McNeilus Zero Radius Side Loader collecting a cart

Ongoing investment in automated side loaders is among multiple trends that could affect staffing in the waste industry during 2023. 

Permission granted by McNeilus

Looking ahead to automation and new contract terms

Beyond the steady push to recruit and retain more employees, observers are also following a variety of other trends that may play a role in the industry this year. 

One example that Voie’s group anticipates is possible attention from federal legislators on restroom access, a topic that is particularly relevant for routed drivers working longer shifts.
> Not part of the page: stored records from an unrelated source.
PR #1345, opened 2024-11-07
chore: improve buffer usage

jensneuse:
- reduce inuse_space by re-using less buffers that can grow very big, e.g. in transport
- reduce object sizes in default structs in hot paths of planner
- re-use less buffers in loader that can grow big


StarpTech (approved):
LGTM

PR #1349, opened 2024-11-08
fix(router): don't flush all redis keys while shutdown

git-hulk:
Currently, shutdown router will flush all keys in Redis instance. This might cause unexpected behavior if users are using Redis instance for other purposes besides the rate limit. And from my understanding, it also makes no sense to delete all rate limiter keys once one of router instances was shutdowned.

## Checklist


git-hulk:
@StarpTech We're studying cosmo since we would like to introduce a gateway for GraphQL, and found this while going through the codebase. Would you mind having a look at this? I think it's a serious issue from my side.

StarpTech:
Hi @git-hulk, this was an oversight from us, great catch! The goal here was to drain the connection. But this is not necessary.

StarpTech:
The term flush has different meaning across the board and providers. 😌

git-hulk:
@StarpTech Thanks for your reply and confirmation.

StarpTech (approved):
LGTM

PR #1352, opened 2024-11-08
fix(graphqlmetrics): improve batch preparation

Noroth:
## Motivation and Context

We should only prepare batches if we really have data to write. it seems like aborting the batch causes Clickhouse to track an error. 

In addition the Clickhouse dependency version was updated


StarpTech (approved):
LGTM

PR #1357, opened 2024-11-09
chore: remove go workspace, handle them personal to each developer

StarpTech:
### Introduction
Although go workspace has been built to simplify managing multiple modules in a single codebase, we run into couple of very serious issues that we were not able to solve deterministically.

One example: We upgraded a dependency that is not used in any other Go module. This upgrade had the effect that another module was upgraded. Due to this behaviour it was impossible to understand the dependency tree because the change was not reflected in the mod or sum file of the module. Luckily, our CI has catched this before it become a serious issue.

### Conclusion
We used workspaces the wrong way. Meanwhile, community has built an opinion around the usage of Go workspaces. Go workspaces should be handled as personal to each developer. 

https://github.com/SeldonIO/seldon-core/pull/4676

This makes sense, if you see them as a more manageable approach to replace directives.

More information https://earthly.dev/blog/go-workspaces/

## Checklist


df-wg (approved):
In general, lgtm. One additional change I'd like to see would be explicit recommendations in Contributing.md, perhaps, about how it's best to configure a personal workspace to make things smooth, if there is any difference from our current workflow

thisisnithin (approved):

StarpTech:
@df-wg addressed, thanks.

Ensuring that workwear is inclusive of various sizes and body types is also another area for further attention, though Voie said this area has evolved. “Things are changing. We are seeing more women’s-cut uniforms.”

Stiles is focused on growing the Teamsters’ ranks and improving contract terms. Local unions have seen recent wins in California as well as expansion in adjacent areas such as specialty recycling or document destruction. Stiles said “you’re going to see us concentrate heavily” on such areas, along with others that may be seeing new investment due to state and federal policy such as mattress recycling or infrastructure projects.

Another continued priority for the Teamsters is to make Martin Luther King Jr. day a holiday for waste and recycling employees. Stiles said this is the case in some private and public sector contracts, but the goal is to get that into “every contract, regardless of how big or how small.”

Hoffman anticipates further investment to transition from rear loaders to side loaders, which may also reduce workforce pressures. For instance, the nation’s largest hauler WM aims to reduce headcount through attrition, in part by investing in these vehicles. Hoffman envisions the industry reaching upward of 60% to 70% side-load collection, but part of this will involve moving away from “take-all” provisions that allow residents to set out unlimited amounts of large material outside their carts. Hoffman said this is a key focal point for haulers as they’ve assessed the profitability of residential contracts in recent years.

“The private sector has done a much better job automating than the public sector, and the private sector therefore has reduced that issue,” he said, while calling this “a point of opportunity” for WM as well as GFL, which has inherited many older vehicles via acquisitions.

For Biderman, safety will be an ongoing focus that may also be relevant to retention if employees don’t feel comfortable in their working environments. The latest federal data showed a slight decline in collection worker fatality rates in 2021, but SWANA’s data indicates that pattern may have shifted in 2022. SWANA is also monitoring budgetary factors and service needs in local governments.

“I think some cities will continue to struggle to attract and retain workers and those local governments need to compare their pay not just to the other municipal services within their city or county, but to what kind of pay is being provided in the private sector,” he said.